O criminalista Antônio Figueiredo Basto, que defende Delcídio e Diogo Ferreira, não retornou o contato feito pela reportagem.
O advogado Conrado de Almeida Prado, que defende José Carlos Bumlai, disse que recebeu "com surpresa e estranhamento" a informação sobre o pedido de condenação do pecuarista, "pois as provas produzidas durante o processo demonstraram sua absoluta inocência".

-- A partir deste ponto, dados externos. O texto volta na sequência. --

PR #12176, opened 2025-03-14
Always reinstall local source trees passed to `uv pip install`

### LINKED ISSUE #12038: running `uv pip install .` should systematically reinstall the package
### Summary

When dealin with local packages, uv is also caching the installation parameter making it very dificult when I work on package to run my tox or nox session with a uv backend as everytime I make a modification my local package in the venv are not updated. I fail to see a configuration where people would install a local package without wanting to update it as usually when the package is locally installed it means that you are currently working on it. 

I quote @henryiii from https://github.com/astral-sh/uv/issues/2844: 

> Running -e. (or even .) again is a common way to rebuild binary packages, and it's a lot less convenient if it doesn't actually do anything. I don't think local packages should be cached. Local packages tend to have changes without releasing versions (since you are developing on the package).

Is there any rational to go against this statement that I'm missing ? It makes maintenance of development environment tedious and I know the more option I add (metadata in my pyproject included like in https://github.com/astral-sh/uv/issues/7282 will eventually be forgotten by maintainers and create build issues when things (were/should) be simple. 

Note that `-e` is not an option in the following example as I want to test it as close as when user will install it from pypi. I already had some issues in ipywidget related packages that are not reproducible with `-e` installation and it took me forever to find them. 

### Example

I'm using nox to build my environment for test suits as such using a "uv" backend: 

```python 
@nox.session(reuse_venv=True, venv_backend="uv")
def test(session):
    """Run the selected tests and report coverage in html."""
    session.install(".[test]") # this is equivalent to uv pip install .[test] in a nox siloted context
    test_files = session.posargs or ["tests"]
    session.run("pytest", "--cov", "--cov-report=html", *test_files)
```

and run it via: 

```
nox -s test
```

The problem is also mentioned directly in the nox documentation:

> The uv backend does not reinstall, even for local packages, so you need to include --reinstall-package <pkg-name> (uv-only) if reusing the environment.

charliermarsh:
## Summary

This ended up being more involved than expected. The gist is that we setup all the packages we want to reinstall upfront (they're passed in on the command-line); but at that point, we don't have names for all the packages that the user has specified. (Consider, e.g., `uv pip install .` -- we don't have a name for `.`, so we can't add it to the list of `Reinstall` packages.)

Now, `Reinstall` also accepts paths, so we can augment `Reinstall` based on the user-provided paths.

Closes #12038.


konstin (approved):

crates/uv-cache/src/lib.rs
```diff
@@ -239,13 +250,20 @@ impl Cache {
...
             Refresh::None(_) => return Ok(Freshness::Fresh),
             Refresh::All(timestamp) => timestamp,
-            Refresh::Packages(packages, timestamp) => {
-                if package.is_none_or(|package| packages.contains(package)) {
+            Refresh::Packages(packages, paths, timestamp) => {
+                if package.is_none_or(|package| packages.contains(package))
+                    || path.is_some_and(|path| {
+                        paths
+                            .iter()
+                            .any(|target| same_file::is_same_file(path, target).unwrap_or(true))
```
zanieb, line 264: On failure we assume `true` and always invalidate? That seems surprising.

crates/uv-configuration/src/package_options.rs
```diff
@@ -48,11 +49,22 @@ impl Reinstall {
...
+
+    /// Returns `true` if the specified path should be reinstalled.
+    pub fn contains_path(&self, path: &Path) -> bool {
         match &self {
             Self::None => false,
             Self::All => true,
-            Self::Packages(packages) => packages.contains(package_name),
+            Self::Packages(.., paths) => paths
+                .iter()
+                .any(|target| same_file::is_same_file(path, target).unwrap_or(true)),
```
zanieb, line 67: See previous comment

crates/uv-cache/src/lib.rs
zanieb: (I don't feel strongly, but am curious for your thinking here)

charliermarsh: Removed it. I didn't realize it errors when one file doesn't exist; I just didn't think about it deeply, thanks!

charliermarsh:
Yeah, just local source trees.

"Além disso, o próprio Ministério Público reconhece que o ex-senador Delcídio do Amaral é um mentiroso contumaz, tanto assim que opinou pela não aplicação dos benefícios da delação premiada a ele", afirmou Almeida Prado.

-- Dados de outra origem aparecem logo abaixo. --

PR #12186, opened 2025-03-15
docs: Mention env var PYTHONUNBUFFERED

quassy:
## Summary

I did not find any info about whether uv (run in particular) supports `PYTHONUNBUFFERED` but it seems to be implemented in [env_vars.rs](https://github.com/astral-sh/uv/blob/2f28d60ba3a959101a109d5912f565da08a117ba/crates/uv-static/src/env_vars.rs#L521).

(Sadly still no CLI parameter `-u` exists.)

## Test Plan

No testing as is purely a change in the markdown documentation.

### DIFF
--- a/docs/configuration/environment.md
+++ b/docs/configuration/environment.md
@@ -527,6 +527,10 @@ See [`PycInvalidationMode`](https://docs.python.org/3/library/py_compile.html#py
 
 Adds directories to Python module search path (e.g., `PYTHONPATH=/path/to/modules`).
 
+### `PYTHONUNBUFFERED`
+
+If this is set to a non-empty string, forces unbuffered I/O streams for stdout and stderr, equivalent to `-u` in Python.
+
 ### `RUST_LOG`
 
 If set, uv will use this value as the log level for its `--verbose` output. Accepts


charliermarsh:
Thanks for raising this! I think we tend to avoid documenting environment variables that affect `python`, but that we don't read or write directly (which includes `PYTHONUNBUFFERED`). If we add `PYTHONUNBUFFERED`, then we should probably add every environment variable that impacts the `python` runtime, which seems sort of untenable.

(We do have `PYTHONUNBUFFERED` in `env_vars.rs`, but it's only used when we compile bytecode, where we _set_ it to "1" for a `python` process that we run within uv. That's why it's not exposed.)

quassy:
> If we add PYTHONUNBUFFERED, then we should probably add every environment variable that impacts the python runtime, which seems sort of untenable.

Makes sense! Are all Python env variables also supported when using `uv run (-m)`?

Is `uv run python -m ...` generally the same as `uv run -m ...`? I guess to use the other CLI arguments of Python one then just needs to use long form command with Python like this `uv run python -i`?

zanieb:
> Is uv run python -m ... generally the same as uv run -m ...?

Yes, we just invoke `python` in both cases.

konstin:
Closing as I think we have consensus that this belongs in the Python docs, not in the uv docs. Please see https://docs.python.org/3/using/cmdline.html#environment-variables for a list of the env vars Python reads, as uv spawns a regular Python interpreter those will all be respected by the Python interpreter.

O advogado Damian Vilutis, que defende Maurício Bumlai, disse que seu cliente não nega que a entrega de dinheiro tenha sido efetivada, mas que não há vinculo entre o montante e a suposta compra do silêncio de Cerveró.
"Continuamos acreditando na inocência e na absolvição. A principal prova contra o Maurício é a delação do Delcídio. O próprio procurador considera uma delação mentirosa. Vamos demonstrar que é uma delação sem fundamento", afirmou Vilutis.
LULA
Em nota a defesa de Lula diz que:
O pedido de absolvição formulado hoje, 01/09, pelo Ministério Público Federal do Distrito Federal nos autos da Ação Penal nº 0042543-76.2016.401.3400 é justo e reflete a prova da inocência do ex-Presidente Luiz Inácio Lula da Silva, que foi coletada especialmente nos depoimentos de 31 testemunhas. Lula jamais praticou qualquer ato com o objetivo de impedir ou modular a delação premiada do ex-diretor da Petrobras Nestor Cerveró, ao contrário do que constou da denúncia.
A iniciativa do membro do Ministério Público Federal também confirma o que sempre afirmou a defesa do ex-presidente Lula: a delação premiada do ex-senador Delcídio do Amaral na parte que incrimina Lula é uma farsa. O próprio Ministério Público Federal, na peça que pede a absolvição de Lula, faz referência à "grotesca versão de DELCÍDIO", e afirma que, na verdade, "DELCÍDIO estava preocupado apenas com ele mesmo".
Ao pedir a absolvição de Lula, o procurador da República responsável pela ação penal mostra que os membros do MPF devem atuar em busca da verdade dos fatos e não com fins de perseguição política, como lamentavelmente ocorre no âmbito da Força Tarefa da Lava Jato em relação ao ex-presidente Lula.
Diante do pedido de absolvição do titular da ação penal, o único desfecho possível da ação será o reconhecimento da inocência de Lula.